Just strap the discharge line to the top of the cabinet and it will stop any siphoning. Make sure your discharge is indirectly connected by means of an air break.


----------



## SlickRick (Sep 3, 2009)

A indirect waste behind the dishwasher is asking for trouble. Damage is going to occur down the road.


----------



## IanBrown (Dec 15, 2011)

*RE*

yeah not a huge fan of pee trap in the floor but the dishwasher is nowhere near the sink. I thought about the extra hose with loops but wouldnt that just burn his pump out alot faster? The dishwasher itself has the 2' loop in the discharge up the side of the dishwasher which as far as ive seen should stop the siphon?


----------



## SlickRick (Sep 3, 2009)

IanBrown said:


> yeah not a huge fan of pee trap in the floor but the dishwasher is nowhere near the sink. I thought about the extra hose with loops but wouldnt that just burn his pump out alot faster? The dishwasher itself has the 2' loop in the discharge up the side of the dishwasher which as far as ive seen should stop the siphon?


The only thing that is going to break the siphon is air. Do they carry the dishes across the kitchen to the dishwasher?


----------



## cityplumbing (Jun 12, 2010)

SlickRick said:


> A indirect waste behind the dishwasher is asking for trouble. Damage is going to occur down the road.


Thinking more like under a kitchen sink. Not sure what his set up was but a dishwasher waste has to be indirectly connected to a drain.


----------



## cityplumbing (Jun 12, 2010)

IanBrown said:


> yeah not a huge fan of pee trap in the floor but the dishwasher is nowhere near the sink. I thought about the extra hose with loops but wouldnt that just burn his pump out alot faster? The dishwasher itself has the 2' loop in the discharge up the side of the dishwasher which as far as ive seen should stop the siphon?


The only demand on the pump is the feet of head it has to over come. What is the discharge line connected to?


----------



## cityplumbing (Jun 12, 2010)

SlickRick said:


> A indirect waste behind the dishwasher is asking for trouble. Damage is going to occur down the road.


By indirect I meant air break not air gap..


----------



## SlickRick (Sep 3, 2009)

cityplumbing said:


> Thinking more like under a kitchen sink. Not sure what his set up was but a dishwasher waste has to be indirectly connected to a drain.


If it was near the sink then no need for a additional indirect waste receptor. Someone has a design problem that is going to be hard to deal with, and cause future problems.


----------



## SlickRick (Sep 3, 2009)

cityplumbing said:


> By indirect I meant air break not air gap..

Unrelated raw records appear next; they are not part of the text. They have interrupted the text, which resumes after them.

PR #167, opened 2016-06-03
not including all the VUI icons CSS classnames

dlockhart:
@dbatiste, @njostonehouse, @capajon 

With the new Daylight icons, the size of `bsi.min.css` has gotten out of control:
- before Daylight icons: 137Kb
- with Daylight icons: 335Kb
- with no icons as all (after this PR): 92Kb

As you can see, the main problem is that we're including the CSS to use each icon as a background image by class-name. The monolith only uses those class names in a couple places, and even then has a way to fall back. So I'd like to remove this altogether with Daylight.

Corresponding PR in ILP:
https://git.dev.d2l/projects/CORE/repos/lp/pull-requests/2660/overview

I understand, location behind the dishwasher is the biggest problem I see.


----------



## cityplumbing (Jun 12, 2010)

SlickRick said:


> I understand, location behind the dishwasher is the biggest problem I see.


This is true.


----------



## EricS (May 2, 2010)

What you need is a Johnson tee.


----------



## easttexasplumb (Oct 13, 2010)

EricS said:


> What you need is a Johnson tee.


You mean a Smith Tee. :blink:


----------



## PLUMBER_BILL (Oct 23, 2009)

[quote=IanBrown;226931]So about a year ago a guy from the company i work for installed a dishwasher with the trap under the floor. Everything seemed to be hooked up correctly but a few days ago i got a call back because its burnt 2 elements out of it. In talking with the local appliance repair they told me the new samsung and LG washers have this problem and need to be hooked up like a clothes washer with a stand pipe and all to stop the siphon?? I've never heard of this and I really dont like the idea of burying that behind the dishwasher plus im thinking itll make it stick out quite a bit any suggestions?[/quote]

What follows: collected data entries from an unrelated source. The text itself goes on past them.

PR #172, opened 2016-06-08
Adjusting dialog height in daylight

capajon:
@dlockhart Hoping this small change makes the BSI release today.

This is for https://rally1.rallydev.com/#/25052610463d/detail/defect/54447030760

It does help there.  However, I am worried that I am breaking other dialog stuff by removing it.  I am trying various dialogs out though, including on mobile, and it seems okay so far.  So I don't know.  Dialogs are a  bit fragile atm.


dlockhart:
Hmm, yeah hard to tell what that's going to do without a lot of testing. But clearly it's broken as it is now... and we're protected behind the flag, so worth a shot!

capajon:
*crosses fingers*

PR #203, opened 2016-06-28
US72043: Add iron-icon as a dependency for the LMS to be able to use …

njostonehouse:
…the provided icon sets.


dlockhart:
LGTM, thanks!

*Bet that guy came from the old school. Years back that was the way it was done. In fact a Kitchen-Aid did not drain through a hose at all. at drain time in the cycle a selonoid would open and it would dump into a "P" trap --- under the floor ... 
*


----------



## surfdog (Oct 20, 2011)

something funny here kit.sink to disposal is the only way to go or tlp. with branch


----------



## DUNBAR PLUMBING (Sep 11, 2008)

An Air Gap will solve all these problems.


People will go 10 wrong directions instead of going the right one.


----------



## user8031 (Dec 14, 2011)

air gap!


----------



## TPWinc (May 30, 2011)

Air Gap!


----------



## plbgbiz (Aug 27, 2010)

DUNBAR PLUMBING said:


> An Air Gap will solve all these problems.





wyefortyfive said:


> air gap!





TPWinc said:


> Air Gap!


I can't figure out if you guys are offering a solution or calling for one of the Greenlettermen.:blink::laughing:


----------



## Airgap (Dec 18, 2008)

plbgbiz said:


> I can't figure out if you guys are offering a solution or calling for one of the Greenlettermen.:blink::laughing:


My catchy plumbing username finally pays dividends....


----------



## surfdog (Oct 20, 2011)

will you splain the air gap?


----------



## Plumber (Jan 18, 2009)

> Bet that guy came from the old school. Years back that was the way it was done. In fact a Kitchen-Aid did not drain through a hose at all. at drain time in the cycle a selonoid would open and it would dump into a "P" trap --- under the floor ... ]


Naaaahhhh...lol

I've seen one p-trap under the floor and sewage was pouring out of it. A connection (the nut, maybe) gave way and the sewer backed up and I charged a boat load to put it right.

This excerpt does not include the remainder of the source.